Hello, the customer also has access to their router, so maybe there is something wrong with the config. This problem ONLY happens with iOS 14 clients. Everything else is fine. Funny thing, we only have the one customer with this issue. Thanks.
Hi,
As normis explained, the devices try to fetch the captive portal detection page (in this case, captive.apple.com) on connection. If they get the expected result, they know that they can get online, otherwise they know they are behind a captive portal and trigger the detection of the captive portal page. So the only way this can happen is either with walled garden settings or ip firewall settings that allow customers access to outside resources without having to go through the captive portal. Those outside resources need not include the actual captive.apple.com site, but can instead include sites that are served from the same IP address as captive.apple.com, which can be a large number of sites potentially if it is served from a CDN. The result is that you have to be very very careful whenever you give unauthenticated users access to anything outside as you can easily break captive portal detection in the event that something is allowing traffic from the hotspot client to that IP prior to authentication.
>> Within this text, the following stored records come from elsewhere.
PR #336, opened 2020-07-16
Improve dealing with blocking evaluate requests. Fixes #157

### LINKED ISSUE #157: Improve dealing with blocking evaluate requests
## Environment data
- PTVSD version: 4.3.2
- OS and version: MacOS and CentOS
- Python version: 3.6 and 3.7
- Using VS Code or Visual Studio: VS Code, and interacting with ptvsd directly

## Actual behavior
When justMyCode is set to false, operations on a spark dataframe that has been constructed in python using `session.createDataFrame` will hang if run in the debugger repl, but not if run normally. Spark appears to hang, printing `[Stage 0:>           (0 + 1) / 1]`.

## Expected  behavior
The code should not hang, or it should not matter what the state of justMyCode is.

## Steps to reproduce:
With pyspark installed (I have the latest spark 3.0 preview build), I can reproduce it by trying to debug the following script with `"justMyCode": false` in launch.json.
```python
from pyspark.sql import Row, SparkSession

def my_compute_function(session):
    row1 = Row(id='1', name='name')
    df = session.createDataFrame([row1])
    df.show() # set a breakpoint on this or the next line, and evaluate `df.show()` in the repl when it breaks
    return df


session = SparkSession.builder.master("local").appName("df-show").getOrCreate()
my_compute_function(session)
```

In ptvsd 4.2.10, it also hangs if you step over the `df.show()` line, but that was fixed by moving to 4.3.2. I guess that is because of https://github.com/microsoft/ptvsd/issues/1372, although I haven't verified that.

fabioz:
Sorry for the really big pull request... this issue did end up touching much more than I expected.


src/debugpy/adapter/clients.py
```diff
@@ -12,6 +12,7 @@
 from debugpy.common import compat, fmt, json, log, messaging, sockets
 from debugpy.common.compat import unicode
 from debugpy.adapter import components, servers, sessions
+from debugpy.common.messaging import NO_RESPONSE
```
int19h, line 15: We have a general policy for debugpy code to avoid imports of non-modules - they make things slightly worse with circular dependencies on 2.7, and break stuff that gets mutated by the module after it gets imported.

(`debugpy.common.compat` has a special dispensation for members that are intended to transparently override builtins, so it's okay to import `unicode`, `xrange` etc from it.)

src/debugpy/adapter/clients.py
```diff
@@ -511,6 +515,11 @@ def configurationDone_request(self, request):
             if conn.server is None and conn.ppid == self.session.pid:
                 self.notify_of_subprocess(conn)
 
+    @message_handler
+    def evaluate_request(self, request):
+        return self.server.channel.delegate_async(request)
+        return NO_RESPONSE
```
int19h, line 521: I think `OutgoingRequest.on_response()` should be able to solve this without a helper to spawn additional threads etc. It'll invoke the callback on a background thread dedicated to message handlers, with response as the argument. 

So, something like:
```py
    @message_handler
    def evaluate_request(self, request):
        propagated_request = self.propagate(request)

        @propagated_request.on_response
        def handle_response(response):
             
             request.respond(response.body)  # this will also do the right thing if body is Exception
               
        return messaging.NO_RESPONSE
```
(The callback is also guaranteed to be called if the server disconnects before responding - `response.body` will be `messaging.NoMoreMessages` in that case, which should still work fine with the above code.)

tests/debugpy/test_evaluate.py
```diff
@@ -677,3 +677,88 @@ def code_to_debug():
...
+        would be locked until secondary threads start running.
+        See: https://github.com/microsoft/debugpy/issues/157
+        """
+
+        import threading
+
+        try:
+            from queue import Queue
+        except:
+            from Queue import Queue
```
int19h, line 700: This is handled by `compat` - it exposes it as `queue`. Since this is an stdlib module, it's okay to use it unqualified after doing `import queue from debugpy.common.compat`.

tests/debugpy/test_evaluate.py
```diff
@@ -677,3 +677,88 @@ def code_to_debug():
...
+
+        class EchoThread(threading.Thread):
```
int19h, line 702: Tests get a handy helper to reduce verbiage like this - take a look at the use of `@daemon` in `test_timeline.py`. Aside from conciseness, it also checks that the thread doesn't outlive the test in which it was spawned.

tests/debugpy/test_evaluate.py
```diff
@@ -677,3 +677,88 @@ def code_to_debug():
...
+            processor.process(1)
+            processor.process(2)  # @bp
+            processor.process(3)
+            processor.finish()
+
+    with debug.Session() as session:
+
+        # During the evaluation we'll actually have continued/stopped events because
+        # we're letting threads run at that time. Let's ignore these in the test.
+        session.ignore_unobserved.extend([timeline.Event("stopped")])
```
int19h, line 748: I wonder how many other tests would be potentially affected by this (e.g. by helper threads spawned by stdlib)? If it's common, we might need to add it to the default exclusion list in session.py.

tests/debugpy/test_evaluate.py
int19h: Oh, nevermind, I missed the fact that this is inside debuggee, so you don't get the fixtures.

tests/debugpy/test_evaluate.py
```diff
@@ -677,3 +677,88 @@ def code_to_debug():
...
+        The idea here is that a secondary thread does the processing of instructions,
+        so, when all threads are stopped, doing an evaluation for:
+
+        processor.process('xxx')
+
+        would be locked until secondary threads start running.
+        See: https://github.com/microsoft/debugpy/issues/157
+        """
+
+        import threading
```
int19h, line 695: Needs to do:
```py
import debuggee
debuggee.setup()
```
to work with all the runners (`attach_pid`, `attach_listen`, and `attach_connect` all rely on this). It's is the standard scaaffolding for debuggee code, and should only be skipped when the test is doing some kind of highly custom launch or attach sequence all by itself (i.e. without using a runner).

tests/debugpy/test_evaluate.py
fabioz: I'm not sure... I think something like this is pretty rare, so, I think adding it per test makes sense.

PR #353, opened 2020-07-31
Fix issue with frame eval mode and multiple breakpoints in generator. Fixes #348

### LINKED ISSUE #348: Code work well but debugger returns a mistake.
## Environment data

-   VS Code version: 1.47.2
-   Extension version (available under the Extensions sidebar): v2020.7.96456
-   OS and version: windows10 1803
-   Python version (& distribution if applicable, e.g. Anaconda): 3.7.0 32-bit
-   Type of virtual environment used (N/A | venv | virtualenv | conda | ...): N/A
-   Relevant/affected Python packages and their versions: N/A
-   Relevant/affected Python-related VS Code extensions and their versions: N/A
-   Value of the `python.languageServer` setting: "Microsoft"

## Expected behaviour

This code below is worked properly.

```py
a = [1, 2]
def b():
    yield from [j for j in a if j % 2 == 0]
for j in b():
    print(j)
```

## Actual behaviour

I add break points at each line,and debug it, then it returns 

image

## Steps to reproduce:

[**NOTE**: Self-contained, minimal reproducing code samples are **extremely** helpful and will expedite addressing your issue]

1. Add break points at each line and then debug.

> I guess the reason is

image

this `list_iterator object` is vanished at the last time. But debugger tried to visit it, and throw out a mistake.

## Logs

<details>

<summary>Output for <code>Python</code> in the <code>Output</code> panel (<code>View</code>→<code>Output</code>, change the drop-down the upper-right of the <code>Output</code> panel to <code>Python</code>)
</summary>

<p>

```
XXX
```

</p>
</details>

fabioz:


src/debugpy/_vendored/pydevd/_pydev_runfiles/pydev_runfiles_pytest2.py
```diff
@@ -164,10 +164,16 @@ def pytest_collection_modifyitems(session, config, items):
 
 def _get_error_contents_from_report(report):
     if report.longrepr is not None:
-        tw = TerminalWriter(stringio=True)
+        try:
```
fabioz, line 167: Note: this is actually unrelated (just synchronizing latest pydevd changes).

src/debugpy/_vendored/pydevd/third_party/cython_json.py
```diff
@@ -8,61 +8,88 @@
 
 sys.path.append(os.path.dirname(os.path.dirname(os.path.abspath(__file__))))
 
+# Note: Cython has some recursive structures in some classes, so, parsing only what we really
```
fabioz, line 11: Note: this is actually unrelated (just synchronizing latest pydevd changes).

src/debugpy/_vendored/pydevd/_pydevd_frame_eval/pydevd_modify_bytecode.py
```diff
@@ -3,11 +3,44 @@
 from types import CodeType
 from _pydev_bundle import pydev_log
 from _pydevd_bundle.pydevd_constants import IS_PY38_OR_GREATER
+from os.path import os
```
int19h, line 6: This looks like it should just be `import os`?

PR #393, opened 2020-08-28
Update TPN and add cgmenifest

karthiknadig:


cgmanifest.json
```diff
@@ -0,0 +1,54 @@
...
+      "Component": {
+        "Type": "pip",
+        "pip": { "Name": "pycodestyle", "Version": "2.3.1" }
+      },
+      "DevelopmentDependency": false
+    },
+    {
+      "Component": {
+        "Type": "pip",
+        "pip": { "Name": "pydevd", "Version": "1.9.2" }
```
fabioz, line 27: We have to decide how to work if the pydevd version will be kept in sync (in reality the version in pydevd and debugpy would change at each commit as changes are applied in-sync to both repos at the same time and the diff is reviewed prior to inclusion in debugpy -- updating at each commit would be too slow due to the review policies in that case, but I guess that I can create a commit just to increase the pydevd version at the debugpy repo when a release is done).

cgmanifest.json
```diff
@@ -0,0 +1,54 @@
...
+        "git": {
+          "Name": "bytecode",
+          "RepositoryUrl": "https://github.com/vstinner/bytecode",
+          "CommitHash": "e3e77fb690ed05ac171e15694e1c5d0e0dc34e86"
+        },
+        "DevelopmentDependency": false
+      }
+    }
+  ]
+}
```
fabioz, line 54: I'm not sure about the things for which we have just some code copied and pasted.

i.e.:

There are some files extracted from python itself for backward compatibility in:
- _pydev_imps
- _pydevd_bundle\pydevconsole_code_for_ironpython.py
- third_party\pep8\lib2to3

There are some things from IPython -- see:
- pydev_ipython\README

There's a copy of the debug adapter protocol (it's MS copyright, so, maybe nothing needs to be added).
- _pydevd_bundle\_debug_adapter\debugProtocol.json

karthiknadig: For these (Python and IPyhton) there should be a license entry in the https://github.com/microsoft/debugpy/blob/master/src/debugpy/ThirdPartyNotices.txt . Looks like it does have these covered. They won't be picked up automatically. 

We may have to add the DAP license.

cgmanifest.json
karthiknadig: The way we are following now still works. The review process for this has changed a bit. If there are new components "vendored", then we will need to do a review where we may have to go through code scanning (which takes time). Otherwise, we can rely on the automated processing, that should not take time for PRs.

fabioz (approved):

PR #522, opened 2021-01-07
Show full stack trace on exception with __cause__ or __context__. Fixes #391

### LINKED ISSUE #391: Support exception chains in debugger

iOS 14 also has a new feature where you can tell iOS that it is behind a captive portal via DHCPv4 option 114:
https://developer.apple.com/news/?id=q78sq5rv
Please note that you shouldn't *have* to use that option to correct this issue, your issue is certainly caused by allowing unauthenticated hotspot users access to some outside resource, and access to that outside resource is making the device think it isn't actually behind a captive portal and it doesn't show the login page as a result.